Data extracts START

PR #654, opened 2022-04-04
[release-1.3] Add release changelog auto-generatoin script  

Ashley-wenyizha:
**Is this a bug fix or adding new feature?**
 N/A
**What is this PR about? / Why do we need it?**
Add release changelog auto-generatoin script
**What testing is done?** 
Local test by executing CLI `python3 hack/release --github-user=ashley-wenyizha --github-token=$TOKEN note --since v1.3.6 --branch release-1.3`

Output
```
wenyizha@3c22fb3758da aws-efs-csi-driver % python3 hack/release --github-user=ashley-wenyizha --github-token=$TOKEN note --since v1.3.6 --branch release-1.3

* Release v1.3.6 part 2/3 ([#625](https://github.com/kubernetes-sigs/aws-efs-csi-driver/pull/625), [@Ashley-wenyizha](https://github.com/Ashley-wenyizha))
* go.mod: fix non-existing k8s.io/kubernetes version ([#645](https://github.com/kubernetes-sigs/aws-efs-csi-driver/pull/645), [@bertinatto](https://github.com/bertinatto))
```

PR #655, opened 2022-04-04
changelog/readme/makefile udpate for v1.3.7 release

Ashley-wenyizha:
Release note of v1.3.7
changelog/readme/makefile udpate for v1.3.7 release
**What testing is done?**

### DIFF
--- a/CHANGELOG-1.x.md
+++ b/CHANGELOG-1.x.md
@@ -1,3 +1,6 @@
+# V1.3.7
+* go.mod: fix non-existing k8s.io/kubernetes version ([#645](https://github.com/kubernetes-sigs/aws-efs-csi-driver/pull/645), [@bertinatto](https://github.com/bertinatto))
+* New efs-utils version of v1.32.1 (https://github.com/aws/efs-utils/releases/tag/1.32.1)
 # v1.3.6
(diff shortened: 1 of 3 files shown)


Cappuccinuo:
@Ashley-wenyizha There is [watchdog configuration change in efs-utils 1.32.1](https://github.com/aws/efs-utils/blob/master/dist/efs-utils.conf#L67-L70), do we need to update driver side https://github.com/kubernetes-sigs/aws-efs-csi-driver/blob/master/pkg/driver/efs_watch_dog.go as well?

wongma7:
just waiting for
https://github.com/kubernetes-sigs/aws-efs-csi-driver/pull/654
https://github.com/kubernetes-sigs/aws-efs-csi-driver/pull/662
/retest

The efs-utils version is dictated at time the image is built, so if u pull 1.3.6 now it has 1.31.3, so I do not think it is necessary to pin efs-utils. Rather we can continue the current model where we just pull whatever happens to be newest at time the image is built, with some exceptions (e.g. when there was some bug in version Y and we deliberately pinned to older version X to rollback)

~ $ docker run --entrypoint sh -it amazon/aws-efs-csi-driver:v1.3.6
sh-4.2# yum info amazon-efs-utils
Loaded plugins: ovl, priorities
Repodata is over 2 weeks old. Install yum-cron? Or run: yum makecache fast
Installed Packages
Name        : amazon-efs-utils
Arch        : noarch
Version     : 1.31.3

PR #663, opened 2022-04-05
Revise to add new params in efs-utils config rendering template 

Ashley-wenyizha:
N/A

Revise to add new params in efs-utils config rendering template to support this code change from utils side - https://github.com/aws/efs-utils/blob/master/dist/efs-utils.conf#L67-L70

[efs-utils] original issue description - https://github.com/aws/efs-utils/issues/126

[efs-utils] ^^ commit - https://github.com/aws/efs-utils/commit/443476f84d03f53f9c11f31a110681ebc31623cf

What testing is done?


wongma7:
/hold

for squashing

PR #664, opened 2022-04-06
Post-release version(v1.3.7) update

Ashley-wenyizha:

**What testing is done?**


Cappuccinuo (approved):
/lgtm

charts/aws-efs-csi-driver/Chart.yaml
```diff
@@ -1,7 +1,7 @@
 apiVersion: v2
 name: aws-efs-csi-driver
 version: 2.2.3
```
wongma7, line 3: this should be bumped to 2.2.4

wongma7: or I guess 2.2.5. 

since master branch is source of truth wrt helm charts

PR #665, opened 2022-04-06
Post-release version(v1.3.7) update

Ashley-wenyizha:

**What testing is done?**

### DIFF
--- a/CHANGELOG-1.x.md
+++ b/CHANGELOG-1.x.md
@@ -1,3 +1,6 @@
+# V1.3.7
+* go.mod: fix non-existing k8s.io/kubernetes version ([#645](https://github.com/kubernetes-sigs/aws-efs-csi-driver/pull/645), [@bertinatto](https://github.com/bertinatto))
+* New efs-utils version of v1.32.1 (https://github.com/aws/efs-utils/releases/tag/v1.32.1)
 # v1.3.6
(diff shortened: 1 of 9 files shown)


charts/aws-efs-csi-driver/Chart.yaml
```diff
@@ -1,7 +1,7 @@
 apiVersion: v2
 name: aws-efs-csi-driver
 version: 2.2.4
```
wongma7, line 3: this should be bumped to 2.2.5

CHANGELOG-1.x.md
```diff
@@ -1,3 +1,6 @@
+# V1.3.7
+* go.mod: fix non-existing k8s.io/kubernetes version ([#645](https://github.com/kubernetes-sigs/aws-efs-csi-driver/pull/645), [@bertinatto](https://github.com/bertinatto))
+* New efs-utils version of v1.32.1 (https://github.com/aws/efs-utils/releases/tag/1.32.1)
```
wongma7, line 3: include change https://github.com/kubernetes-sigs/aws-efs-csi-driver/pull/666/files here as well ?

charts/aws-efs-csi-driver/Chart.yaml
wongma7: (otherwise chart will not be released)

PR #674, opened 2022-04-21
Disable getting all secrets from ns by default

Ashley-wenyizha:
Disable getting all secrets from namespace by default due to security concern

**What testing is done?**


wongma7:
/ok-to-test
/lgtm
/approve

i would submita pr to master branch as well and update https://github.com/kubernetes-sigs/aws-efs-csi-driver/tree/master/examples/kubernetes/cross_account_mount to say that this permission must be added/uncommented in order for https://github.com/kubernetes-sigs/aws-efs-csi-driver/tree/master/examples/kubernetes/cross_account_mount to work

Data extracts END

Task description:
The records above should be restated exactly, line for line.

Solution:
PR #654, opened 2022-04-04
[release-1.3] Add release changelog auto-generatoin script  

Ashley-wenyizha:
**Is this a bug fix or adding new feature?**
 N/A
**What is this PR about? / Why do we need it?**
Add release changelog auto-generatoin script
**What testing is done?** 
Local test by executing CLI `python3 hack/release --github-user=ashley-wenyizha --github-token=$TOKEN note --since v1.3.6 --branch release-1.3`

Output
```
wenyizha@3c22fb3758da aws-efs-csi-driver % python3 hack/release --github-user=ashley-wenyizha --github-token=$TOKEN note --since v1.3.6 --branch release-1.3

* Release v1.3.6 part 2/3 ([#625](https://github.com/kubernetes-sigs/aws-efs-csi-driver/pull/625), [@Ashley-wenyizha](https://github.com/Ashley-wenyizha))
* go.mod: fix non-existing k8s.io/kubernetes version ([#645](https://github.com/kubernetes-sigs/aws-efs-csi-driver/pull/645), [@bertinatto](https://github.com/bertinatto))
```

PR #655, opened 2022-04-04
changelog/readme/makefile udpate for v1.3.7 release

Ashley-wenyizha:
Release note of v1.3.7
changelog/readme/makefile udpate for v1.3.7 release
**What testing is done?**

### DIFF
--- a/CHANGELOG-1.x.md
+++ b/CHANGELOG-1.x.md
@@ -1,3 +1,6 @@
+# V1.3.7
+* go.mod: fix non-existing k8s.io/kubernetes version ([#645](https://github.com/kubernetes-sigs/aws-efs-csi-driver/pull/645), [@bertinatto](https://github.com/bertinatto))
+* New efs-utils version of v1.32.1 (https://github.com/aws/efs-utils/releases/tag/1.32.1)
 # v1.3.6
(diff shortened: 1 of 3 files shown)


Cappuccinuo:
@Ashley-wenyizha There is [watchdog configuration change in efs-utils 1.32.1](https://github.com/aws/efs-utils/blob/master/dist/efs-utils.conf#L67-L70), do we need to update driver side https://github.com/kubernetes-sigs/aws-efs-csi-driver/blob/master/pkg/driver/efs_watch_dog.go as well?

wongma7:
just waiting for
https://github.com/kubernetes-sigs/aws-efs-csi-driver/pull/654
https://github.com/kubernetes-sigs/aws-efs-csi-driver/pull/662
/retest

The efs-utils version is dictated at time the image is built, so if u pull 1.3.6 now it has 1.31.3, so I do not think it is necessary to pin efs-utils. Rather we can continue the current model where we just pull whatever happens to be newest at time the image is built, with some exceptions (e.g. when there was some bug in version Y and we deliberately pinned to older version X to rollback)

~ $ docker run --entrypoint sh -it amazon/aws-efs-csi-driver:v1.3.6
sh-4.2# yum info amazon-efs-utils
Loaded plugins: ovl, priorities
Repodata is over 2 weeks old. Install yum-cron? Or run: yum makecache fast
Installed Packages
Name        : amazon-efs-utils
Arch        : noarch
Version     : 1.31.3

PR #663, opened 2022-04-05
Revise to add new params in efs-utils config rendering template 

Ashley-wenyizha:
N/A

Revise to add new params in efs-utils config rendering template to support this code change from utils side - https://github.com/aws/efs-utils/blob/master/dist/efs-utils.conf#L67-L70

[efs-utils] original issue description - https://github.com/aws/efs-utils/issues/126

[efs-utils] ^^ commit - https://github.com/aws/efs-utils/commit/443476f84d03f53f9c11f31a110681ebc31623cf

What testing is done?


wongma7:
/hold

for squashing

PR #664, opened 2022-04-06
Post-release version(v1.3.7) update

Ashley-wenyizha:

**What testing is done?**


Cappuccinuo (approved):
/lgtm

charts/aws-efs-csi-driver/Chart.yaml
```diff
@@ -1,7 +1,7 @@
 apiVersion: v2
 name: aws-efs-csi-driver
 version: 2.2.3
```
wongma7, line 3: this should be bumped to 2.2.4

wongma7: or I guess 2.2.5. 

since master branch is source of truth wrt helm charts

PR #665, opened 2022-04-06
Post-release version(v1.3.7) update

Ashley-wenyizha:

**What testing is done?**

### DIFF
--- a/CHANGELOG-1.x.md
+++ b/CHANGELOG-1.x.md
@@ -1,3 +1,6 @@
+# V1.3.7
+* go.mod: fix non-existing k8s.io/kubernetes version ([#645](https://github.com/kubernetes-sigs/aws-efs-csi-driver/pull/645), [@bertinatto](https://github.com/bertinatto))
+* New efs-utils version of v1.32.1 (https://github.com/aws/efs-utils/releases/tag/v1.32.1)
 # v1.3.6
(diff shortened: 1 of 9 files shown)


charts/aws-efs-csi-driver/Chart.yaml
```diff
@@ -1,7 +1,7 @@
 apiVersion: v2
 name: aws-efs-csi-driver
 version: 2.2.4
```
wongma7, line 3: this should be bumped to 2.2.5

CHANGELOG-1.x.md
```diff
@@ -1,3 +1,6 @@
+# V1.3.7
+* go.mod: fix non-existing k8s.io/kubernetes version ([#645](https://github.com/kubernetes-sigs/aws-efs-csi-driver/pull/645), [@bertinatto](https://github.com/bertinatto))
+* New efs-utils version of v1.32.1 (https://github.com/aws/efs-utils/releases/tag/1.32.1)
```
wongma7, line 3: include change https://github.com/kubernetes-sigs/aws-efs-csi-driver/pull/666/files here as well ?

charts/aws-efs-csi-driver/Chart.yaml
wongma7: (otherwise chart will not be released)

PR #674, opened 2022-04-21
Disable getting all secrets from ns by default

Ashley-wenyizha:
Disable getting all secrets from namespace by default due to security concern

**What testing is done?**


wongma7:
/ok-to-test
/lgtm
/approve

i would submita pr to master branch as well and update https://github.com/kubernetes-sigs/aws-efs-csi-driver/tree/master/examples/kubernetes/cross_account_mount to say that this permission must be added/uncommented in order for https://github.com/kubernetes-sigs/aws-efs-csi-driver/tree/master/examples/kubernetes/cross_account_mount to work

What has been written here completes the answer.